• WHAT TO WORK ON: In the records below, find each line containing the word "changes" and copy it.

Stored items:
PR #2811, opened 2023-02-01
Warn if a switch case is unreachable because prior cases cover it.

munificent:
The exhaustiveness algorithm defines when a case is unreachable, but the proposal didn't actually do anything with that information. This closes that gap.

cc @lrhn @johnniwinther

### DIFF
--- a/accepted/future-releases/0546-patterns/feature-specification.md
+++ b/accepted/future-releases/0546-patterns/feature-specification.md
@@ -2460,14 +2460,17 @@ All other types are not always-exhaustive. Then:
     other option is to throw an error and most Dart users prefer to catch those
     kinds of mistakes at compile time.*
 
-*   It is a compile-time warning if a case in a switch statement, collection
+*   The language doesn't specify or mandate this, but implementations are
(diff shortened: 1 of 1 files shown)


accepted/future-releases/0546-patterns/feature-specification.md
--
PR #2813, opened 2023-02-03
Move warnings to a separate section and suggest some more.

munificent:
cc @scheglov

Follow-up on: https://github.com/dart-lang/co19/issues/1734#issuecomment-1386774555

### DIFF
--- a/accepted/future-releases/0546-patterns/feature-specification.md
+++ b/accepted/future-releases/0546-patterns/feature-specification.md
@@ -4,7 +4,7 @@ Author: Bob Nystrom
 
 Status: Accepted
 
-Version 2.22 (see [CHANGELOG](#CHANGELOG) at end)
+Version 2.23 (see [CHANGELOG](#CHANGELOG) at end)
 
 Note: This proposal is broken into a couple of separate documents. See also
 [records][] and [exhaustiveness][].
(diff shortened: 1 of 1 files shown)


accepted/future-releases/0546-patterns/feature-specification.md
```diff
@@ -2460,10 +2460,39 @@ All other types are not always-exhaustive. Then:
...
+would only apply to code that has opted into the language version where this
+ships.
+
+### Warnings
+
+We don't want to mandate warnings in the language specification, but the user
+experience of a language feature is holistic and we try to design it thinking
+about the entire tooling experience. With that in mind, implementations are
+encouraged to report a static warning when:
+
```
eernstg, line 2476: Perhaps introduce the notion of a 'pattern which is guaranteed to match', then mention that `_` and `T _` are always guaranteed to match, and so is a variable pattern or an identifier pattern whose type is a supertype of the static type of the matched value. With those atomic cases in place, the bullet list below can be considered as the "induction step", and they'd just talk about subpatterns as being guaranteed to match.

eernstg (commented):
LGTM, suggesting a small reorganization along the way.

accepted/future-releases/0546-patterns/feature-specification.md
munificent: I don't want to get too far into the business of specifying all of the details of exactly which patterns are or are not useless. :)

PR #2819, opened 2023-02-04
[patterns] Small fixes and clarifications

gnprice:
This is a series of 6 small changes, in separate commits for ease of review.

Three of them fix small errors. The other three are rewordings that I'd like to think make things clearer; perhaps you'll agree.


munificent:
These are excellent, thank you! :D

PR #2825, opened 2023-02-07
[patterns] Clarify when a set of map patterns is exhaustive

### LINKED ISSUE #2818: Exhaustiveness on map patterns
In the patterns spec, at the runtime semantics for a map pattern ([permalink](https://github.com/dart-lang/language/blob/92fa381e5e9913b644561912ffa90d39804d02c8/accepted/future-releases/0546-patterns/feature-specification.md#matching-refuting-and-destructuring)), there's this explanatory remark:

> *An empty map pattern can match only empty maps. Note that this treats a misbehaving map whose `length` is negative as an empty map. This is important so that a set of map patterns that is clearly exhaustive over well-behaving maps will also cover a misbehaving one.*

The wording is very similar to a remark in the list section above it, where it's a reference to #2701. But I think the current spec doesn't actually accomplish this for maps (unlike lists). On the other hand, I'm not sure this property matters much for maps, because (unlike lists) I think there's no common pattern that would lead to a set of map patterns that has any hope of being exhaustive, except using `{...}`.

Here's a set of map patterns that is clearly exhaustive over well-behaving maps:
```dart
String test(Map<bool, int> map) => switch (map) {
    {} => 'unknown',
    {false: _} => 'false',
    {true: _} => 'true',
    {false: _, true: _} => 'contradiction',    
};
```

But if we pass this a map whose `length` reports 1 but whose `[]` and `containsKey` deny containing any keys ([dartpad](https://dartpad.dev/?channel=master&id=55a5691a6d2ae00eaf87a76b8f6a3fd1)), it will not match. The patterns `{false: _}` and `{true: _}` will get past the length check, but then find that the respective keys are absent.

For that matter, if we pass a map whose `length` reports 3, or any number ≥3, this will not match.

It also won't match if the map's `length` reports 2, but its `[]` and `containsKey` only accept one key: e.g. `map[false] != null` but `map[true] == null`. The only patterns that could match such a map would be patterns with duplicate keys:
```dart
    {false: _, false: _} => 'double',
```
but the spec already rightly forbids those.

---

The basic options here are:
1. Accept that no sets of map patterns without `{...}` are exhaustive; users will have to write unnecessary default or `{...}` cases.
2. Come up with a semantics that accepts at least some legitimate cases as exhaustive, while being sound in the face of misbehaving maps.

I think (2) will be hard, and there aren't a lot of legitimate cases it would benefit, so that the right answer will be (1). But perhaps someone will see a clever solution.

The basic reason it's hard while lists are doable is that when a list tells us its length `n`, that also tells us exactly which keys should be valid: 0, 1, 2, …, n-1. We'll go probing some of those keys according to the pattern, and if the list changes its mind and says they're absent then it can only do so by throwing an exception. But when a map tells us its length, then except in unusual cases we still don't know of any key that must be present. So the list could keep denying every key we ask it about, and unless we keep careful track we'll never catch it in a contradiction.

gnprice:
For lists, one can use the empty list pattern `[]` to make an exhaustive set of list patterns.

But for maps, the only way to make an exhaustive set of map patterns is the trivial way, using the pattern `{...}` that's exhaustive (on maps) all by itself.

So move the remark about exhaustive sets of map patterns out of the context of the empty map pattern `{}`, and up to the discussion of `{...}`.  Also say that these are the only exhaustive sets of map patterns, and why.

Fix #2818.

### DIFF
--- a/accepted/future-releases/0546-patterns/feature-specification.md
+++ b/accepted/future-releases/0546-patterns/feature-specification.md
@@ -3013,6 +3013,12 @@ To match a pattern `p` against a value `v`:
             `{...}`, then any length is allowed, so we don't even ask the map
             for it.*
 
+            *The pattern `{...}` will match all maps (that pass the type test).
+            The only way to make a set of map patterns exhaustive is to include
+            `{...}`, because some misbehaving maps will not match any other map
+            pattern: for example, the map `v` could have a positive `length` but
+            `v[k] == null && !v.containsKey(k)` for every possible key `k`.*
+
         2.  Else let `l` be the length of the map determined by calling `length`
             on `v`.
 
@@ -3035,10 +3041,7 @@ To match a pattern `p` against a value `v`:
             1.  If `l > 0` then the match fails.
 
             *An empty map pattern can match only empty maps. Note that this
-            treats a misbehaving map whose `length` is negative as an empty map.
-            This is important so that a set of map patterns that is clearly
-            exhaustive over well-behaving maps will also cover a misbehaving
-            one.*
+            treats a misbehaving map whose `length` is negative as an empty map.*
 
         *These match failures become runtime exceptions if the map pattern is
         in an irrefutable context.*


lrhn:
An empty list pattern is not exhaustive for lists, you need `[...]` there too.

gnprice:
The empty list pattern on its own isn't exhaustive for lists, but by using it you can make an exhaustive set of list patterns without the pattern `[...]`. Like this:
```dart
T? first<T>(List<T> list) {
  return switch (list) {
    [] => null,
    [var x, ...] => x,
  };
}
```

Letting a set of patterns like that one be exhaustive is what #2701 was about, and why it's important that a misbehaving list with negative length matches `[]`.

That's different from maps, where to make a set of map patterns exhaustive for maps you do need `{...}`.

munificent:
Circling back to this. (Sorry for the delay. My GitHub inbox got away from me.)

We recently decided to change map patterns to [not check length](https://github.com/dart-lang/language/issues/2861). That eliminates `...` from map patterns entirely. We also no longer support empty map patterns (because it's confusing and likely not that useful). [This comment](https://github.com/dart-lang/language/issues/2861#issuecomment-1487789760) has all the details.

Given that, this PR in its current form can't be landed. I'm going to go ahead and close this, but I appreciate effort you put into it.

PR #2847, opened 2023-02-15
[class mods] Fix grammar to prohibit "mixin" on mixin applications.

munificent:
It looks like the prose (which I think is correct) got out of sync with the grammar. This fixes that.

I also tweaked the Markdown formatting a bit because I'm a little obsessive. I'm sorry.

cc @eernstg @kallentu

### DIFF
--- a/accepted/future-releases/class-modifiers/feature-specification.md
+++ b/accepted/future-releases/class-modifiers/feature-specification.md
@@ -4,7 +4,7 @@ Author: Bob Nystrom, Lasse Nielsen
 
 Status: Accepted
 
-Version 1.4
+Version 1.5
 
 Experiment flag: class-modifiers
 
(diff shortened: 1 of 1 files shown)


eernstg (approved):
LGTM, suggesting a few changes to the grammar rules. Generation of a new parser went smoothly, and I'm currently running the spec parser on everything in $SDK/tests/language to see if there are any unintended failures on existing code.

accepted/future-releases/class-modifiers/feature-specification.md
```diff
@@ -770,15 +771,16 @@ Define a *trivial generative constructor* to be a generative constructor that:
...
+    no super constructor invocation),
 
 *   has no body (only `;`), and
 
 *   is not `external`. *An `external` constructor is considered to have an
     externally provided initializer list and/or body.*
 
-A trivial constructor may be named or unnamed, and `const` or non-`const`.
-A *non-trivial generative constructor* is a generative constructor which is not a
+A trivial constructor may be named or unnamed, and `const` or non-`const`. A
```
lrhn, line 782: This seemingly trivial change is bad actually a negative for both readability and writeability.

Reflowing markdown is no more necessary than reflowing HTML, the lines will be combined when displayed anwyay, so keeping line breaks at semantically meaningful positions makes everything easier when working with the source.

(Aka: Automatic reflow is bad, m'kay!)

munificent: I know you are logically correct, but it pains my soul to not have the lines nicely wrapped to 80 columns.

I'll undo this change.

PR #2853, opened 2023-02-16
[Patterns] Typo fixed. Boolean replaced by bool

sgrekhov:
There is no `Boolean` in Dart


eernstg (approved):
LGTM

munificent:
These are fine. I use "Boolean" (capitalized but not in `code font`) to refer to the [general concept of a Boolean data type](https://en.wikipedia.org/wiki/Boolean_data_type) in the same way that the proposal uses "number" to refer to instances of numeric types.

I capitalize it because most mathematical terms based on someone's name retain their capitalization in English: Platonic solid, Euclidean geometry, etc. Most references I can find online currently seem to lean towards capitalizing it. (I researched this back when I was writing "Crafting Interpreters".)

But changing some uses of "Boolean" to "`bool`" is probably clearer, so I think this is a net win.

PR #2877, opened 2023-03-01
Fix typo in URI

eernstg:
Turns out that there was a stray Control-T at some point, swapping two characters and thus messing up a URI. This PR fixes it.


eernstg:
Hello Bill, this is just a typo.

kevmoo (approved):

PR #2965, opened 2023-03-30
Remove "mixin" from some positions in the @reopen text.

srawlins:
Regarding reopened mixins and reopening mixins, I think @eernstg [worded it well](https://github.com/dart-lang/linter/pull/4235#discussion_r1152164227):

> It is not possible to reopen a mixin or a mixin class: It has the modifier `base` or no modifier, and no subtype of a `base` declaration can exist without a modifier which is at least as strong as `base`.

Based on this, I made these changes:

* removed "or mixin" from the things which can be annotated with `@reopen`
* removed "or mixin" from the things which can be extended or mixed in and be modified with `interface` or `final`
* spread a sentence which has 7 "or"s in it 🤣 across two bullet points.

• ANSWER:
This is a series of 6 small changes, in separate commits for ease of review.
The basic reason it's hard while lists are doable is that when a list tells us its length `n`, that also tells us exactly which keys should be valid: 0, 1, 2, …, n-1. We'll go probing some of those keys according to the pattern, and if the list changes its mind and says they're absent then it can only do so by throwing an exception. But when a map tells us its length, then except in unusual cases we still don't know of any key that must be present. So the list could keep denying every key we ask it about, and unless we keep careful track we'll never catch it in a contradiction.
LGTM, suggesting a few changes to the grammar rules. Generation of a new parser went smoothly, and I'm currently running the spec parser on everything in $SDK/tests/language to see if there are any unintended failures on existing code.
Based on this, I made these changes:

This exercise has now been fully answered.